====== Dataset records ======
PR #662, opened 2024-09-12
Update help text to conform to style

josh-berry:
- Clean up `temporal operator nexus` commands since they wrap beyond 80 columns (and this would be visible to the user).
- Clarify wording on `temporal task-queue describe`, which was rather confusing in some places.

Both of these got scrutinized because they changed in the `nexus` branch, but not in `main`, so they would not have been seen by our docs folks.


bergundy (approved):
Feels like there's some redundant new lines now but if that's inline with the other commands I don't have any objections.

josh-berry:
> Feels like there's some redundant new lines now but if that's inline with the other commands I don't have any objections.

It's in line with the others, yeah. I agree with you it's a little weird, but it was helpful to distinguish things that are semantically meaningful (like `Required.`) vs. things that aren't. This should get cleaned up in general when we move to a YAML format.

Thanks for taking a look!

PR #663, opened 2024-09-12
Merge nexus branch into main

josh-berry:
This pulls in the new `operator nexus ...` suite of commands, as well as updated Server and UI Server versions. Most of what's here has been reviewed already in separate, smaller PRs, hence why this is a merge commit and not a squash.

### DIFF
--- a/temporalcli/commandsmd/commands.md
+++ b/temporalcli/commandsmd/commands.md
@@ -543,7 +543,7 @@ commands.
 ### temporal operator: Manage Temporal deployments
 
 Operator commands manage and fetch information about Namespaces, Search
-Attributes, and Temporal Services:
+Attributes, Nexus Endpoints, and Temporal Services:
 
 ```
 temporal operator [command] [subcommand] [options]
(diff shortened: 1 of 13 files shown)


josh-berry:
This whole branch does NOT need to be re-reviewed since everything in here is either the result of a merge commit, or covered under separate PRs.

bergundy (approved):

cretz (approved):

temporalcli/commandsmd/commands.md
```diff
@@ -1375,6 +1515,26 @@ temporal task-queue describe \
     --task-queue-type "activity"`
 ```
 
+This command provides the following task queue statistics:
+- `ApproximateBacklogCount`: The approximate number of tasks backlogged in this
+  task queue.  May count expired tasks but eventually converges to the right
+  value.
+- `ApproximateBacklogAge`: How far "behind" the task queue is running. This is
+  the difference in age between the oldest and newest tasks in the backlog,
```
ShahabT, line 1523: This is not accurate. The backlog age is the age of the oldest task in the backlog, period. What is written here suggest that backlog age of a backlog with a single task will be zero, as an example.

temporalcli/commandsmd/commands.md
```diff
@@ -1375,6 +1515,26 @@ temporal task-queue describe \
...
+  measured in seconds.
+- `TasksAddRate`: Approximate rate at which tasks are being added to the task
+  queue, measured in tasks per second, averaged over the last 30 seconds.
+  Includes tasks dispatched immediately without going to the backlog
+  (sync-matched tasks), as well as tasks added to the backlog.
+- `TasksDispatchRate`: Approximate rate at which tasks are being dispatched from
```
ShahabT, line 1529: These two metrics can be significantly off from what the user might expect due to eager tasks and sticky queues. I think it's worth to mention something about that and link to the docs page that explains the inaccuracy in more details. Something like: "Not all tasks dispatched to the workers are counted in this metric, for more information please see [docs]."

PR #561, opened 2024-05-14
EDU-2415: Improve CLI Help content

fairlydurable:
This is up to date as of mid-day 23 July. 

Note: This will not compile in its current state. 
Ready for Josh's review.

PR #665, opened 2024-09-13
Remove Makefile

cretz:
## What was changed

To be consistent with other SDK repos, remove `Makefile` that was added in an unrelated PR at #561. May be reintroduced, but should at least get wider consensus and be called in CI to confirm it even works.


dandavison (changes requested):
I find the Makefile helpful, and so I view it as an incremental step in the right direction, not as a violation of a previously existing policy. So that suggests discussion before removal.

josh-berry:
I have not forgotten about this.

If we remove it, I would like to replace it with something platform-independent and standardized (as much as possible in the Go ecosystem anyway) that accomplishes the same goal. Otherwise I think having it (and maybe adding a script for Windows folks) is better than nothing.

cretz:
> If we remove it, I would like to replace it with something platform-independent and standardized (as much as possible in the Go ecosystem anyway) that accomplishes the same goal

This exists and is called `go build` and `go run` and was an approved method of working with the CLI until this Makefile got added in an unrelated PR sans discussion.

josh-berry:
> This exists and is called `go build` and `go run`

Dan and I have both explained why this is not the same thing as the Makefile--you might want to review that Slack discussion. If you need a pointer to it, poke me separately and I'll find it again for you.

cretz:
:+1: Definitely understood it's not the same thing as a Makefile, on purpose, it's better, consistent, more cross-platform, etc. There was a CLI way, this secretly changed, and looks like it's not going back.

PR #666, opened 2024-09-13
Use YAML for CLI command generation

### LINKED ISSUE #620: Switch to a common format for CLI command generation
We should switch to a more commonly-understood format for CLI command generation that is easily consumable by "standard" parsers (like a Markdown or YAML or JSON parser). The custom parser thing we have now is quite easy to misuse—for example, there is a semantic difference between `Required` and `Required.`, and between `Default is foo` and `Default: foo.`

After some internal discussion, YAML is probably the preferred approach, with Markdown for item descriptions. For example:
======
From the records above, pull out every line containing the word "Required".

▶ **Output for this task**
It's in line with the others, yeah. I agree with you it's a little weird, but it was helpful to distinguish things that are semantically meaningful (like `Required.`) vs. things that aren't. This should get cleaned up in general when we move to a YAML format.
We should switch to a more commonly-understood format for CLI command generation that is easily consumable by "standard" parsers (like a Markdown or YAML or JSON parser). The custom parser thing we have now is quite easy to misuse—for example, there is a semantic difference between `Required` and `Required.`, and between `Default is foo` and `Default: foo.`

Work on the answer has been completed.